Search code examples
pythonmachine-learningsympysymbolic-mathgplearn

How to export the output of gplearn as a sympy expression or some other readable format?


As much as this may sound like a simple task, I have not encountered a way to do it though the documentation.

After running an arbitrary routine (such as one of these examples, I get something like

>>> print(est_gp)
sqrt(div(add(1.000, sub(div(sqrt(log(0.978)), X0), mul(-0.993, X0))),add(-0.583, 0.592)))
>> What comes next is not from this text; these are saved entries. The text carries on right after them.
PR #1162, opened 2022-02-13
Refactor views

timoludwig:
### Short description

Refactor our views and urlpatterns to make use of more inbuilt Django functionality and reduce duplicated code fragments

### Proposed changes

- Use `get_context_data()` instead of `get()` in template views
    - Only provide the context data, let Django handle the rendering process automatically
- Use correct attribute for template view context
    - The attribute is called `extra_context` instead of `base_context`.
    - Also, it's more flexible to use `get_context_data()` in separate context mixins, because this method can be called from the inherited models even if the `extra_context` attribute is overwritten.
- Use app namespace for API and sitemap url patterns
    - This makes it possible to recognize whether an url is an API or sitemap url by inspecting the resovler match object.
    - Also, it avoids accidental name conflicts with cms urls.
- Check permissions in region middleware
    - Add `AccessControlMiddleware` which checks the authentication status on every request, independently from the views
    - This makes all view-based checks for login, staff status or region permissions obsolete
    - Split cms urls in protected urls and public urls with separate namespace
    - All api urls and the urls whitelisted in the `cms.urls.public` module do not require a login
- Refactor list views
    - Add generic list view for simple object lists without customization
    - Use this generic list for languages, organizations, offer templates, roles and the language tree
    - Provide default ordering for all models
- Migrate `URLconf` to new syntax
    - Use `path()` instead of `url()`
    - Use simple argument parsing instead of regex
    - Consistent use of trailing slashes
    - Use dash instead of underscore in url patterns
- Migrate to pytest for testing
    - Use pytest instead of standard unittests
    - Add test users for all roles to test data
    - Test views for all roles and unauthorized users
    - Use parametrization to generate view tests
    - Use pytest-xdist to run tests in parallel
    - Add tests package to documentation
- Fix permission check in form views
    - It should be possible to view forms with the view permission if they are only retrieved and not submitted
- Fix deletion permission of imprint
    - Hide actions tab if user does not have the permission to delete the imprint
    - Grant imprint deletion permission to management role
- Add view tests with custom parameters
- Add fallback representation for all models
- Add tests for POST views
- Fix ValueError in rules module
    - This fixed the `ValueError: '<Page (id: None)>' needs to have a value for field 'id' before this many-to-many relationship can be used.`

### Resolved issues

This doesn't fix any issues, just introduces new ones.


ulliholtgrave (approved):
Besides the bugs I found earlier, I couldn't find more. Great job! :)

Issue #1165, opened 2022-02-15
Selecting subpages does not activate the bulk action button


timoludwig:
### Describe the Bug

On the page tree, only root pages activate the bulk action button and subpages do not.
This means, that at the moment, bulk actions can only be performed when at least one root page is selected as well.

### Steps to Reproduce

1. Go to the page tree
2. Expand a root page
3. Select a subpage
4. Select a bulk action, e.g. PDF export

### Expected Behavior

The bulk action button should now be active

### Actual Behavior

The button is still disabled

### Additional Information

This bug was probably introduced with the change to ajax page tree fetching, maybe the event handlers have to be renewed after the subpages are loaded.

PR #1169, opened 2022-02-15
Add sub page event listeners for bulk action button

melegiul:
### Short description

Activate bulk action button on selecting sub pages

### Proposed changes

- After selecting a sub page the bulk action button is enabled
- Clicking on "Select all checkboxes" also toggles sub page checkboxes

### Resolved issues

Fixes: #1165

### DIFF
--- a/integreat_cms/static/src/js/bulk-actions.ts
+++ b/integreat_cms/static/src/js/bulk-actions.ts
@@ -34,17 +34,15 @@ function isInputElement(el: Element): el is HTMLInputElement {
 
 window.addEventListener("load", () => {
   const selectAllCheckbox = document.getElementById("bulk-select-all");
-  const bulkAction = document.getElementById("bulk-action") as HTMLSelectElement;
   const bulkActionForm = document.getElementById("bulk-action-form");
   const selectItems = Array.from(document.getElementsByClassName("bulk-select-item"));
-  const bulkActionButton = document.getElementById(
-    "bulk-action-execute"
-  ) as HTMLButtonElement;
+  const bulkAction = document.getElementById("bulk-action") as HTMLSelectElement;
 
   if (selectAllCheckbox && isInputElement(selectAllCheckbox)) {
     selectAllCheckbox.addEventListener("click", () => {
       const value = selectAllCheckbox.checked;
-      selectItems
+      // get all currently rendered page checkboxes
+      Array.from(document.getElementsByClassName("bulk-select-item"))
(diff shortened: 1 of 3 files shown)


integreat_cms/static/src/js/bulk-actions.ts
```diff
@@ -28,23 +28,27 @@
  *
  */
 
+var bulkActionButton: HTMLButtonElement;
+var bulkAction: HTMLSelectElement;
```
timoludwig, line 32: Is it really necessary to define these as global variables and set them on window load?
I think it would be better to just do the `document.getElementById("bulk-action")` every time these variables are used (and as far as I can see, it's only one location anyway?)

integreat_cms/static/src/js/bulk-actions.ts
```diff
@@ -95,16 +82,35 @@ window.addEventListener("load", () => {
...
       .filter(isInputElement)
-      .filter(inputElement => inputElement.checked)
-      .some(inputElement => {
-        return inputElement
-          .closest("tr")
-          .querySelector(`.lang-grid .${languageSlug} .no-trans`) === null;
-      });
+      .some((el) => el.checked) ||
+    bulkAction.selectedIndex === 0 ||
+    (selectedAction.id === "pdf-export-option" && !hasTranslation(selectItems))
```
timoludwig, line 97: Instead of hardcoding the option id here, I'd suggest to add a custom data attribute, e.g. `data-require-existing-translation` or similar, which could then be reused for other bulk actions in the future which also might require a translation.

melegiul: I think the "files changed" tab is a bit misleading here :joy: 
Actually all I did was moving 2 function (toggleBulkActionButton and hasTanslation) out of the inner load window scope to apply the export expression, because 'import' and 'export' may only appear at the top level
But sure we can take the opportunity to improve here a bit

timoludwig: Oh ok, sorry didn't notice :see_no_evil: 
Well then let's leave it as it is, we can still do this once we have another bulk action which requires it^^

timoludwig (commented):
Thanks! Can you squash your commits? Then it's ready to merge :tada:

melegiul:
Thanks for your review, commits are squashed now :slightly_smiling_face:

timoludwig (approved):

How do I (or can I even) convert this to an expression that can be used outside gplearn, like a sympy expression?


Solution

  • You can make it into a SymPy expression with sympify. This requires providing a dictionary so that things like add, mul, sub, div are interpreted correctly by SymPy:

    locals = {
        "add": Add,
        "mul": Mul,
        "sub": Lambda((x, y), x - y),
        "div": Lambda((x, y), x/y)
    }
    
    sympify('sqrt(div(add(1.000, sub(div(sqrt(log(0.978)), X0), mul(-0.993, X0))), add(-0.583, 0.592)))', locals=locals)
    

    This returns a SymPy expression, which prints as

    sqrt(110.333333333333*X0 + 111.111111111111 + 16.5721799259414*I/X0)
    

    The symbol X0 can be accessed as Symbol("X0"). Or, which is a more robust approach, you can explicitly say what the symbols are, by creating them and adding them to the dictionary ahead of time.

    X0 = symbols("X0")
    locals = {
        "add": Add,
        "mul": Mul,
        "sub": Lambda((x, y), x - y),
        "div": Lambda((x, y), x/y),
        "X0": X0
    }
    

    This is needed, for example, to parse I as a symbol "I" rather than "imaginary unit" as SymPy would do by default.

    I'm not happy about the evaluation of sqrt(log(0.978)). Although sympify has option evaluate=False, which prevents things like addition, it does not prevent functions with floating point arguments from being evaluated.